We argue for building composable RL components by encapsulating parallelism and resource requirements within individual components, which can be achieved by building on top of a flexible task-based programming model. We demonstrate this principle by building Ray RLlib on top of Ray and show that we can implement a wide range of state-of-the-art algorithms by composing and reusing a handful of standard components. This composability does not come at the cost of performance — in our experiments, RLlib matches or exceeds the performance of highly optimized reference implementations.
Eric Liang*, Richard Liaw*, Robert Nishihara, Philipp Moritz, Roy Fox, Joseph Gonzalez, Ken Goldberg, and Ion Stoica, DeepRL Symposium, NIPS 2017 * Equal contribution
We characterize a good set of prior options as the centroids of clusters of control options that are optimized for a set of subtasks. We formulate this insight as an optimization problem and derive an optimization algorithm that alternates between planning given the set of prior options and clustering the set of control options. We illustrate this approach in a simple two-room simulation.
Roy Fox*, Michal Moshkovitz*, and Naftali Tishby, EWRL 2016 * Equal contribution
We identify a shortcoming of off-policy reinforcement learning algorithms, in which the optimization over noisy estimates introduces bias during updates. We propose G-learning, a new off-policy learning algorithm that regularizes the updates by introducing an informational cost. We show how these soft updates reduce the accumulation of bias and lead to faster convergence. We discuss additional benefits of G-learning, such as the ability to naturally incorporate any available prior domain knowledge, and to avoid some exploration costs. We illustrate its benefits in several examples where G-learning results in significant improvements of the learning rate and the learning cost.

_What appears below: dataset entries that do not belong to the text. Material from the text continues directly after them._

PR #4386, opened 2023-05-29
Run the check workflow on pull-requests

UFOMelkor:
Following [the documentation](https://docs.github.com/en/actions/using-workflows/events-that-trigger-workflows#pull_request), adding `pull_request` should run the checks for every PR.


nathanlesage:
Interesting, that must've been a recent API change that I accidentally missed – the `push` thing was always working before for the PRs.

Thank you for digging into the issue and fixing this!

Roy Fox*, Ari Pakman*, and Naftali Tishby, UAI 2016 * Equal contribution
We define Passive POMDPs, where actions do not affect the world state, but still incur costs. We present a variational principle for the problem of maintaining in memory the information state that is most useful for minimizing the cost, leading to a trade-off between memory and sensing, similar to multi-terminal source coding. We analyze the problem as an equivalent joint-state MDP, and introduce an efficient and simple algorithm for finding an optimum.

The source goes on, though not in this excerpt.